A fellow Young Global Leader (YGL), Penny Low, who was also member of parliament in Singapore, recently wrote a book naming the 'Top 20 Social Innovations of Singapore'. I believe that some have relevance for Jamaica. This is the first in a three-part series in which I'll share some relevant policy innovations.
No place like home
Lee Kuan Yew, like Norman Manley and Michael Manley, was absolutely clear that to build a nation, the people must have a stake in their country. They were right. Today, it is now understood that home ownership is the largest and most enduring vehicle for the accumulation of family wealth and a good proxy for citizen commitment.
Singapore, just after its independence, was an accumulation of mudlands. A few wealthy families owned much of the land, while ordinary Singaporeans lived in racial enclaves (Chinese, Malay, and Indian), and, unable to afford a home, rented from landlords. The lack of belonging was further frustrated by the simmering racial tensions that broke out in two major riots in the 1960s.
The Housing Development Board (HDB) Policy was integral in building homes and fostering a national identity for the newly independent Singaporean state. Lee Kuan Yew's goal was 100 per cent home ownership for all Singaporeans. Consequently, the Government pursued a definitive land-reclamation and redistribution policy. Indeed, as they used the number of fruit trees per acre to determine compensation, they incurred the wrath of the landowners. This is where having one dominant political party and a compelling leader that drives state capitalism was fundamental to Singapore's success. Such policy continuity and commitment poses a challenge to the Jamaican political process but ought not be insurmountable.

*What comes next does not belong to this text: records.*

PR #2174, opened 2023-06-02
feat(spans): Extract span.action when no db.operation provided

iker-barriocanal:
We were extracting the `span.action` tag under the assumption `db.operation` was always in the payload. Sometimes this is not the case, so we extract it with a Regex as a workaround.

#skip-changelog

### DIFF
--- a/relay-server/src/metrics_extraction/transactions/mod.rs
+++ b/relay-server/src/metrics_extraction/transactions/mod.rs
@@ -696,6 +696,9 @@ fn extract_span_metrics(
     Ok(())
 }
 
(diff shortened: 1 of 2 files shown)


relay-server/src/metrics_extraction/transactions/mod.rs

Today, 50 years later, 85 per cent of the population lives in HDB-built housing with a range of amenities for persons who are working class, middle class, and high-earning professionals. All make affordable payments towards home ownership and have title to an asset they can then leverage for their families and themselves.
Initially, in the 1960s and 1970s, it was all cheap housing to be affordable to the majority of Singaporeans. As the country grew through the pursuit of economic policies and the population's skills were upgraded to keep pace with, and drive, the expansion of the economy, those high-rise housing units were torn down and built again and again, with better and better amenities.
To top it off, the Government also used housing policy to increase racial integration and social harmony. These high-rise units and communities were built in a way so that children of different social classes would go to nearby quality schools together. Residents would use parks and common community spaces together and interact with each other daily, thus blurring social and racial lines and building trust. Indeed, the Government even established ethnic quotas based on the overall population to ensure a better mix in HDB communities.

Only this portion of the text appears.